COMMENTARY

Tirzepatide: 'Exciting' and Promising in Lowering A1c

Anne L. Peters, MD

Disclosures

May 23, 2022

This transcript has been edited for clarity.

The FDA just approved tirzepatide as the first dual GIP/GLP-1 (glucose-dependent insulinotropic polypeptide/glucagon-like peptide-1) receptor agonist on the market for treating type 2 diabetes.

The indication that it currently has is reducing glucose in patients with type 2 diabetes who are not successful with diet and exercise. It doesn't yet have a cardiovascular outcomes indication, nor does it have a weight loss indication. But those are likely coming in the next few years, depending on the results of their clinical trials.

I've done a video in the past on the SURPASS trials, which were the main trials that they did. I want to remind you that these trials included over 6000 patients and they saw an A1c reduction from baseline of around 1.9% to 2.6% from baseline. And these A1c reductions were greater than that seen with 1 mg of semaglutide and greater than with adequately titrated doses of the long-acting insulins degludec and glargine. Clearly it is a very strong drug in terms of glucose lowering.

We've also seen significant weight loss with tirzepatide, which is greater than the agents it was studied against. I think these data are really exciting, and they're the data that the FDA used to approve the drug.

Of the remaining trials, the most interesting to me will be the outcomes from the SURPASS Cardiovascular Outcomes study which is being done in over 12,000 people. They're comparing tirzepatide to the existing dulaglutide, which is a GLP-1 receptor agonist that actually has a cardiovascular indication. The results from this trial should be out by the end of 2024 and hopefully it will show cardiovascular benefit.

The other series of studies that are being done are the SURMOUNT trials, looking at the role of tirzepatide in weight loss in people without diabetes. The results from this should be available in the spring of 2023.

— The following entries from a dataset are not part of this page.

PR #3916, opened 2023-08-15
Allow to resize text area on y axis only

### LINKED ISSUE #3873: Merge dialog: Stretching a large `textarea` field into the other records section leaves it stuck
https://github.com/specify/specify7/assets/37256050/76af545c-7833-4590-998e-575be47c2fcc

Expanding a text box outside of its specific column leaves it stuck under other text boxes. You cannot click or shrink it back to its original size.

It should be restricted to the width of its column.

CarolineDenis:
Fixes #3873


maxxxxxdlp (changes requested):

Tirzepatide will be available on the market soon and it will come in six different dose strengths starting at 2.5 mg, which is not really a clinically effective dose, and increasing up to the maximum dose of 15 mg. The most common side effects to tirzepatide are similar to the gastrointestinal (GI) side effects that we see with GLP-1 receptor agonists.

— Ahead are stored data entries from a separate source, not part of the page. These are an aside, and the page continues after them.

PR #3917, opened 2023-08-15
Restore slider to fictitious record set when adding new records

### LINKED ISSUE #3706: Update the index in the slider when adding a new record in loan interaction form
When adding a new prep in the loan interaction form the record selector displays the last opened resource instead of the last added resource. 

1. Go to 'interaction'
2. Click on 'loan'
3. Choose a record set with prep and apply
4. Scroll to loan preparation subform 
5. Change the type in the meta to subform if not already done
6. Click on the + button to add a new prep 
7. See 1/2 in the slider instead of 2/2 

**Expected behavior**
The slider should be 2/2 and we should be on the last added resource

**Additional info from Maxx**
Some possible ways to do that

Add a callback i.e onAdded={} that would be called by InteractionDialog when it adds new records. the callback could be called right before new records are added (thus you could use collection.models.length as new index) or right after (in which case InteractionDialog will pass the new records, and you could do collection.models.length - addedRecords.length to get new index)
OR record the number of records in the collection before the interaction dialog is opened in a ref, and once the interaction dialog is closed, check if number of records changes and get the new index
OR, set an event listener for new items being added, and change the index when that happens - though this one would be tricky as if 4 records are added all at once, the event index would be called 4 times, thus, subview will end up displaying the last record

### LINKED ISSUE #3903: Fictitious record set header appears too late
**Describe the bug**
When you use the Add or Clone button to add a record, the form doesn't appear to have stacked records until the second record is saved. 

## v7.9:

https://github.com/specify/specify7/assets/135047322/be8cb12b-431d-4fcb-bb97-dfb0207322fa

## v7.8.13:

https://github.com/specify/specify7/assets/135047322/296257b6-a411-413f-86e0-68efb5e82e11

 - macOS, Chrome, `aafc_aac_3_8_23`

melton-jason:
Fixes #3903 
Fixes #3706 

- - - 

Alongside testing the issue, please do general testing of record sets! 
This includes things like:
- Fictitious Recordsets in DataEntry
- Fictitious Recordsets via Browse in Forms from the Query Builder
- Actual Recordsets

Particularly test cases involving adding/removing records.

### DIFF
--- a/specifyweb/frontend/js_src/lib/components/FormSliders/RecordSelectorFromIds.tsx
+++ b/specifyweb/frontend/js_src/lib/components/FormSliders/RecordSelectorFromIds.tsx
@@ -38,7 +38,7 @@ export function RecordSelectorFromIds<SCHEMA extends AnySchema>({
   isDependent,
   mode,
   canRemove = true,
-  totalCount = ids.length,
+  totalCount = ids.length + (typeof newResource === 'object' ? 1 : 0),
   isLoading: isExternalLoading = false,
   isInRecordSet = false,
   onClose: handleClose,
@@ -98,7 +98,7 @@ export function RecordSelectorFromIds<SCHEMA extends AnySchema>({
   );
   const index =
     typeof newResource === 'object'
-      ? totalCount
+      ? totalCount - 1
       : Math.min(rawIndex, totalCount - 1);
 
   const currentResource = newResource ?? records[index];


maxxxxxdlp (approved):

CarolineDenis (approved):

CarolineDenis:
We can test if it fixes this one too: https://github.com/specify/specify7/issues/3706
It seems like it does

bronwyncombs (approved):
Working as expected! Thanks! 

Fictitious Record Set via Data Entry:

https://github.com/specify/specify7/assets/135047322/c728e7a6-aaac-47bf-b910-6a15c99b2035

True Record Set:

https://github.com/specify/specify7/assets/135047322/918a2bdc-1656-450d-9a4f-8a509182f8a5

Preparation slider issue also corrected:

https://github.com/specify/specify7/assets/135047322/c9511f70-aeba-4227-8a2e-d4a8fcccc518

Browse in Forms via Query Builder also tested and working as expected.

Even though I know there are a lot of doses, I'm hopeful that having these slow dose titrations will allow us to reduce some of the GI side effects that we're used to seeing as we use these agents.

It's given once weekly, and it will come in the auto-injector pen that Lilly's dulaglutide is available in, so that patients won't have to learn much in terms of how to give a dose of this agent.

It does carry the same black box warning that the GLP-1 receptor agonists have regarding the risk for medullary thyroid carcinoma. It has the same exclusion for people who have a personal or family history of medullary thyroid carcinoma or an emergent syndrome.

I'm really excited about this drug. I think it's going to help a lot of our patients who still struggle with high A1c levels, and in particular those patients who may be on insulin, patients on insulin who have trouble dosing their insulin or adjusting their insulin. Maybe this will be useful in getting them on either simpler insulin regimens or less insulin.

I don't know yet. I haven't played with it in my practice, but I'm hoping to soon. The one caveat to remember is that it does not have the cardiovascular outcomes indication. And when you have patients with type 2 diabetes and known cardiovascular disease, you may want to stay with an agent that does have a cardiovascular benefit, at least until we have the cardiovascular outcomes trial available with tirzepatide.

This has been Dr. Anne Peters. Thank you.

Anne L. Peters, MD, is a professor of medicine at the University of Southern California (USC) Keck School of Medicine and director of the USC clinical diabetes programs. She has published more than 200 articles, reviews, and abstracts, and three books, on diabetes, and has been an investigator for more than 40 research studies. She has spoken internationally at over 400 programs and serves on many committees of several professional organizations.